PR #154, opened 2020-12-29
contribute/style: Convention for placing hypotheses before colon

MohamedAlFahim:
Based off a discussion at https://leanprover.zulipchat.com/#narrow/stream/116395-maths/topic/Explicit.20hypothesis.20vs.20implication.20hypothesis.20convention.
This convention could nevertheless be expanded upon.

### DIFF
--- a/templates/contribute/style.md
+++ b/templates/contribute/style.md
@@ -265,6 +265,18 @@ is preferred over
 example (n : ℝ) : n > 1 → n > 0 := λ h, by linarith
 ```
 
+and
+
+```lean
+example (n : ℕ) : n ≥ 0 := dec_trivial
+```
+
+is preferred over
+
+```lean
+example : ∀ (n : ℕ), n ≥ 0 := λ n, dec_trivial
+```
+
 ### Binders ###
 
 Use a space after binders:
--- a/templates/contribute/style.md
+++ b/templates/contribute/style.md
@@ -394,8 +394,9 @@ short definitions, or to group together a definition and notation.
 
 ### Hypotheses Left of Colon ###
 
-Generally, having hypotheses to the left of the colon is preferred
-over having hypotheses in implications, when possible. For instance:
+Generally, having arguments to the left of the colon is preferred
+over having arguments in universal quantifiers or implications, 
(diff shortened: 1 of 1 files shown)


templates/contribute/style.md
```diff
@@ -392,6 +392,21 @@ We generally use a blank line to separate theorems and definitions,
 but this can be omitted, for example, to group together a number of
 short definitions, or to group together a definition and notation.
 
+### Hypotheses Left of Colon ###
```
bryangingechen, line 395: I think this should go earlier in the document, maybe right before the `### Binders ###` section.

Otherwise LGTM.

templates/contribute/style.md
```diff
@@ -392,6 +392,21 @@ We generally use a blank line to separate theorems and definitions,
...
+over having hypotheses in implications, when possible. For instance:
+
+```lean
+example (n : ℝ) (h : n > 1) : n > 0 := by linarith
+```
+
+is preferred over
+
+```lean
+example (n : ℝ) : (n > 1) → (n > 0) := λ h, (by linarith)
```
fpvandoorn, line 407:
```suggestion
example (n : ℝ) : n > 1 → n > 0 := λ h, by linarith
```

____

* _Work to complete_:
Write the number of data lines with "having", nothing else.

* _Task result_:
5